If you’re interested in cenote diving, opt for a cenote like Dos Ojos, which is connected to an extensive underwater cave system!
Most cenotes make fun opportunities for snorkeling, and you can often rent gear onsite. In some cenotes, you’ll see lots of fish, while others are known for stalagmites and other cool rock formations. Some cenotes are even renowned as world-class dive sites. There truly is a cenote for every type of traveler.
13. Slow down in Valladolid
Located partway between Cancun and Merida, Valladolid is a charming colonial city in Yucatan State. Valladolid is known for its gorgeous, colorful architecture, connection to Mayan history and culture, and proximity to Chichen Itza.

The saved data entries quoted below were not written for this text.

PR #2154, opened 2022-08-30
RD-3483 Change Page Styling

PatrycjaKubiczek:
## Description

RD-3483 
- remove divider
- add Roboto Medium to fonts
- change breadcrumb's divider icon
- enhance design

## Screenshots / Videos

Zrzut ekranu 2022-08-30 121236

## Checklist

## Tests

 

n/a

## Documentation

n/a


app/components/Page.tsx
```diff
@@ -80,23 +84,25 @@ class Page extends Component<PageProps, never> {
...
+                    <Breadcrumbs
+                        pagesList={pagesList}
+                        onPageNameChange={onPageNameChange}
+                        isEditMode={isEditMode}
+                        onPageSelected={onPageSelected}
                     />
-                </div>
-                <div className="ui divider" />
+
+                    {(page.description || isEditMode) && (
```
Vorbert-Kruk, line 95: WDYT about extracting this condition as a separate `const`?

E.g.:
```typescript
const showPageDescription = page.description || isEditMode;
```

It could make the Page's insides more clear and readable  💪

app/components/Page.tsx
```diff
@@ -80,23 +84,25 @@ class Page extends Component<PageProps, never> {
...
-                />
-                <div>
-                    <EditableLabel
-                        value={page.description}
-                        placeholder={i18n.t('page.description', 'Page description')}
-                        className="pageDescription"
-                        enabled={isEditMode}
-                        onChange={newDesc => onPageDescriptionChange(page.id, newDesc)}
-                        inputSize="mini"
+                <StyledWrapper>
```
Vorbert-Kruk, line 87: ### Optional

The atmosphere in Valladolid is very slow-paced, making it a relaxing escape from the busy Riviera Maya. It’s still relatively off the beaten path, likely because travelers with tight schedules skip it in favor of more buzzy attractions, but I think it’s well worth a stop.
Here you can stroll the picturesque streets, admire the colonial architecture, and eat awesome Yucatecan food. There are some cute little shops to check out near the main square, and the prices here are much lower than in more touristy areas like Playa del Carmen or Tulum.

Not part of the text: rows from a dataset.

PR #2160, opened 2022-09-02
RD-5605 Add a description to secrets properties

PatrycjaKubiczek:
## Description

RD-5605
- added label to Form Field
- added test
- mockup description since we don't have a description set yet

PS. could we create another ticket to fix the placement of Popup? I think it should be above (?) icon. Currently is a bit off to the right. 

## Screenshots / Videos

Zrzut ekranu 2022-09-02 131101

## Checklist

## Tests

 

https://jenkins.cloudify.co/view/UI%20Health%20View/job/Stage-UI-System-Test/3526/

## Documentation

n/a

### DIFF
--- a/app/components/GettingStartedModal/steps/SecretsStep.tsx
+++ b/app/components/GettingStartedModal/steps/SecretsStep.tsx
@@ -4,15 +4,12 @@ import { Form } from '../../basic';
 import { useInputs } from '../../../utils/hooks';
 
 import type { GettingStartedSecretsData, GettingStartedSchemaItem } from '../model';
-import StageUtils from '../../../utils/stageUtils';
 
 type Props = {
     selectedEnvironment: GettingStartedSchemaItem;
     typedSecrets?: GettingStartedSecretsData;
     onChange: (typedSecrets: GettingStartedSecretsData) => void;
 };
-
-const t = StageUtils.getT('gettingStartedModal');
 
 const SecretsStep = ({ selectedEnvironment, typedSecrets, onChange }: Props) => {
     const defaultSecretInputs: Record<string, any> = useMemo(
@@ -28,8 +25,6 @@ const SecretsStep = ({ selectedEnvironment, typedSecrets, onChange }: Props) => 
     );
 
     const [secretInputs, setSecretInputs, resetSecretInputs] = useInputs(typedSecrets || defaultSecretInputs);
-    const secretDescription = t('secretsDescription');
-    const hasSecretDescrtiption = secretDescription;
 
     useEffect(() => resetSecretInputs(), [typedSecrets]);
     useEffect(() => {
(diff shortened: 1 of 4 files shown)


app/components/GettingStartedModal/steps/SecretsStep.tsx
```diff
@@ -38,11 +43,10 @@ const SecretsStep = ({ selectedEnvironment, typedSecrets, onChange }: Props) =>
                     onChange(secretInputs);
                 };
                 return (
-                    <Form.Field key={name}>
+                    <Form.Field key={name} label={label} help={hasSecretDescrtiption ? secretDescription : undefined}>
```
qooban, line 46: I think we shouldn't add "Secret description" to all secrets. We just need to have the framework ready to support new property.

Regarding change in that line, I'm wondering if we change L41 to:
```
            {selectedEnvironment.secrets.map(({ name, label, type, description }) => {
```
could we have here just:
```suggestion
                    <Form.Field key={name} label={label} help={description}>
```
? 🤔

app/components/GettingStartedModal/steps/SecretsStep.tsx
```diff
@@ -25,6 +28,8 @@ const SecretsStep = ({ selectedEnvironment, typedSecrets, onChange }: Props) =>
     );
 
     const [secretInputs, setSecretInputs, resetSecretInputs] = useInputs(typedSecrets || defaultSecretInputs);
+    const secretDescription = t('secretsDescription');
+    const hasSecretDescrtiption = secretDescription;
```
qooban, line 32: Do we need it? 

1. We don't have secret descriptions yet defined, and the goal of RD-5605 was to add support for `description` property. No need to define default value for all secrets, I think.

2. `hasSecretDescription` variable name suggests that this is a boolean containing information if certain secret has description defined. The value is a string "Secret description".

qooban (commented):
On the visual side - I think all is fine.

On the implementation side - I think we don't need to add any default help descriptions right now, we should just add support for new property.

Reg.
> PS. could we create another ticket to fix the placement of Popup? I think it should be above (?) icon. Currently is a bit off to the right.

Yes, you're right. It looks like generic problem with `PopupHelp` component. Feel free to create a ticket for that.

app/components/GettingStartedModal/steps/SecretsStep.tsx
PatrycjaKubiczek: https://github.com/cloudify-cosmo/cloudify-stage/pull/2160/commits/53662860fd59f312c20c62992405bb3b63c24b0f applied here :)

app/components/GettingStartedModal/steps/SecretsStep.tsx
PatrycjaKubiczek: thanks for the clarification, I think I misunderstood the ticket's goal a bit :) implemented changes

qooban (commented):
Looks good 🙂 

Just tests need to be fixed (wrote some ideas on Slack).

PatrycjaKubiczek:
@qooban so I decided to remove the test for now, as we would need to mock up the new secret. I think it'll be very easy to test after adding description - and as it is planned to add description anyway in the future, I'll leave it at it is right now, if you don't mind :)

qooban (approved):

Several cenotes are located around Valladolid, and you can reach them by car or bicycle. Plus, Chichen Itza is located just a few kilometers outside the city, making it the perfect place to stay after visiting the ruins.
👉 Related Reading: 10 Awesome Things to do in Valladolid, Mexico
Quintana Roo State
Quintana Roo is known for some of Mexico’s top travel destinations, including Cancun, Tulum, and Playa del Carmen. But there’s a lot more to see here than just resort towns. While it’s no secret that the Riviera Maya is home to some truly incredible all-inclusive properties (and heaps of Americanization), this region is still rich with culture and is home to incredible biodiversity.

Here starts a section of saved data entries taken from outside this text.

PR #289, opened 2024-03-19
Remove em-specific code that is becoming replaced by pynxtools-em

mkuehbach:


domna (changes requested):
The removal of files look all good to me.
I went through the file and checked which imports we actually use and I found that we don't use these packages anymore:
- flatdict
- gitpython
- zipfile37
- tzlocal
- scipy

I don't know whether these packages were used by you or if they were removed previously. However, I think we can savely remove them from the dependencies now.

There is also a `shared` folder in `dataconverter/readers` which is not used anymore. Shall we remove this as well. Otherwise I would suggest we move the functions in `dataconverter/utils.py`. If this will be removed we can also remove the `pytz` dependency in #285

mkuehbach:
Getting consistent code for managing time stamps and zone rigorously may demand using the pytz library, in one case of em it even required tzlocal but we should give it a test, so please remove pytz via #285, right the shared directory I missed I will also remove it now

domna (approved):
Thanks LGTM now

PR #291, opened 2024-03-20
Including xrd as a plugin.

RubelMozumder:


domna (changes requested):
Please also add `xrd` to the `convert` extra

RubelMozumder:
> Please also add `xrd` to the `convert` extra

Sorry for missing that. I will add it.

domna (approved):
LGTM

While it’s hard to ignore the ongoing deforestation (in aid of more resorts and tourist-oriented amenities), it’s easy to appreciate the nature that remains. Quintana Roo is packed with natural wonders, from cenotes and coral reefs to lush jungles and beautiful beaches.
The islands of Cozumel, Holbox, and Isla Mujeres are fantastic places to take snorkeling and diving tours to experience the area’s reef systems and marine wildlife. In contrast, places like Tulum, Akumal, Sian Ka’an, and Bacalar are great entry points for exploring the jungles and cenotes of the region.
14. Swim with whale sharks on Isla Holbox
By Victoria of Guide Your Travel
One of the best things to do in the Yucatan peninsula is to swim with whale sharks on Isla Holbox. This is one of Mexico’s best and safest places to experience whale sharks in the wild. Tours are pricey but absolutely worth it. Click here to check tour prices!
You’ll be taken to the open ocean on a comfortable speed boat to find large groups of whale sharks that gather in specific locations. While there are usually several boats in one place, the whale sharks are allowed to come and go as they please and are not fed by the tour companies, making this an animal-friendly encounter.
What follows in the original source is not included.